INFORMATION SHOWN =
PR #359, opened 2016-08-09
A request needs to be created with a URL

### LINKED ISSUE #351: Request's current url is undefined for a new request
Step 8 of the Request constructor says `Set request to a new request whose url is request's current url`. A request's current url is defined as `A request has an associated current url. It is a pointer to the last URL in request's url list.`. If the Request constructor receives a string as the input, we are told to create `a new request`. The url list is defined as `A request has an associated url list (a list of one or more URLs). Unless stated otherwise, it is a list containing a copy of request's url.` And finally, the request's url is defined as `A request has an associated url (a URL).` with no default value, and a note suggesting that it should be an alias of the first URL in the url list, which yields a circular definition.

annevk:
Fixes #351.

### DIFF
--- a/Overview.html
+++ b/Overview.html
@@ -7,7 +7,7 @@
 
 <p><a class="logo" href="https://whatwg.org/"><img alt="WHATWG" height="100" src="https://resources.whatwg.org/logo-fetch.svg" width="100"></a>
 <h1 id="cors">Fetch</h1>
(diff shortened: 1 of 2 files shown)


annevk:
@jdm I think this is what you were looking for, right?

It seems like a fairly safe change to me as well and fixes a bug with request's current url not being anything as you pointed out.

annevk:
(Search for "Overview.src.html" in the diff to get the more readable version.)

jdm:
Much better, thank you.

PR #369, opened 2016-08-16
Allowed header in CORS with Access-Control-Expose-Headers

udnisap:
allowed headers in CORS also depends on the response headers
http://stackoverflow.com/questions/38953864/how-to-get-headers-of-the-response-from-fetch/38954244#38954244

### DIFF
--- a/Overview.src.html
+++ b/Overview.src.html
--
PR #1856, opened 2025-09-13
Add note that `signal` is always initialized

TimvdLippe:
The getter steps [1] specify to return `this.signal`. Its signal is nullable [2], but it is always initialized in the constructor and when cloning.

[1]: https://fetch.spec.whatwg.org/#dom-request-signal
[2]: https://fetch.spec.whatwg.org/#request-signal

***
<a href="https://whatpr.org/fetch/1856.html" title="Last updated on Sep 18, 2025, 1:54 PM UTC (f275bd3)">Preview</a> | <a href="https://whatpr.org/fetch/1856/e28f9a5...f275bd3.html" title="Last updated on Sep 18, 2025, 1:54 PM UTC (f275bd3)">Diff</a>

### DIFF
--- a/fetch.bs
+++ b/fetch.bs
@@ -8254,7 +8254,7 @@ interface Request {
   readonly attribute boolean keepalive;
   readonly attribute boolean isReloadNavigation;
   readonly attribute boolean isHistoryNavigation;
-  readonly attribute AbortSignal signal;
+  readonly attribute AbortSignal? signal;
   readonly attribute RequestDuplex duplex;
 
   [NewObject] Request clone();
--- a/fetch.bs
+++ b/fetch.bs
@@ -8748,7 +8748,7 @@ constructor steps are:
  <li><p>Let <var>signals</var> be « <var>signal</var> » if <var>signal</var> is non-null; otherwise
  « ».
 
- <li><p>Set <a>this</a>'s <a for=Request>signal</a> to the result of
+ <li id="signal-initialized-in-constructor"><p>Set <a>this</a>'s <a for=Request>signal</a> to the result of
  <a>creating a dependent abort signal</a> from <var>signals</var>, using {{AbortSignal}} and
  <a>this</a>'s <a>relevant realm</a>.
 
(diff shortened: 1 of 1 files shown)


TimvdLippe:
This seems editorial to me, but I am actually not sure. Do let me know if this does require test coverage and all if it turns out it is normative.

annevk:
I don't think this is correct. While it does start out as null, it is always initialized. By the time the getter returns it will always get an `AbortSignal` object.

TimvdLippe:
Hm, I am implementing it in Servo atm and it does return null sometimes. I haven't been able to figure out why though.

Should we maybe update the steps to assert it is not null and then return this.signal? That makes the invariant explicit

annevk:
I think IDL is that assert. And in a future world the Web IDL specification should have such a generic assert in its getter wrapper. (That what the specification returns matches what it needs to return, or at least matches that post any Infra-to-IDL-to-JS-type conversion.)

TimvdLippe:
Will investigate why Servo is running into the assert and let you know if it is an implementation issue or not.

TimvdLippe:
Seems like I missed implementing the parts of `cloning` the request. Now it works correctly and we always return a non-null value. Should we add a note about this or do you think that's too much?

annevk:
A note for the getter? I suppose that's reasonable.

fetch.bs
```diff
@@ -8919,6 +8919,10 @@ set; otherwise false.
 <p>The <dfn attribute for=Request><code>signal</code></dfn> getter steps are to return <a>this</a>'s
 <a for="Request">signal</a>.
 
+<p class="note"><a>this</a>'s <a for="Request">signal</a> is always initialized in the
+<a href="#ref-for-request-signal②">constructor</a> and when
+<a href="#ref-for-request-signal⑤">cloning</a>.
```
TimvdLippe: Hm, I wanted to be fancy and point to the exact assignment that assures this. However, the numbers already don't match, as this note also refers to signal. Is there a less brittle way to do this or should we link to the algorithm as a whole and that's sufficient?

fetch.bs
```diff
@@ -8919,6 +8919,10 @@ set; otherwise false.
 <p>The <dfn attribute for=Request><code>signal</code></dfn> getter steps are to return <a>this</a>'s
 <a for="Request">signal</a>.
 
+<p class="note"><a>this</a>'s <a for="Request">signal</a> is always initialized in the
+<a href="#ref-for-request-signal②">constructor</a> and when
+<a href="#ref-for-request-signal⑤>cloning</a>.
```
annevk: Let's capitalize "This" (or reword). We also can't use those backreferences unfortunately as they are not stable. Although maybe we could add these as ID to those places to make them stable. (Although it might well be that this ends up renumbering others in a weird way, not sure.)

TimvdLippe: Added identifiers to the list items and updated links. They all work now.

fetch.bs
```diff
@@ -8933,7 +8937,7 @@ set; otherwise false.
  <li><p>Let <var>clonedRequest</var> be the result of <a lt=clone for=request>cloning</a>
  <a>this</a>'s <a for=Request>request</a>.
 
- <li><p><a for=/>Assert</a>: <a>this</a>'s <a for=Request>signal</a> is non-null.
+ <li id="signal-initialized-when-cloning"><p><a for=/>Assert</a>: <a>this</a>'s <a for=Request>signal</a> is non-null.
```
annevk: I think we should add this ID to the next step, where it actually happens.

WHAT YOU SHOULD DO =
Some of the data mentions "shortened". Copy every line where it does.

SOLVED PROBLEM =
(diff shortened: 1 of 2 files shown)
(diff shortened: 1 of 1 files shown)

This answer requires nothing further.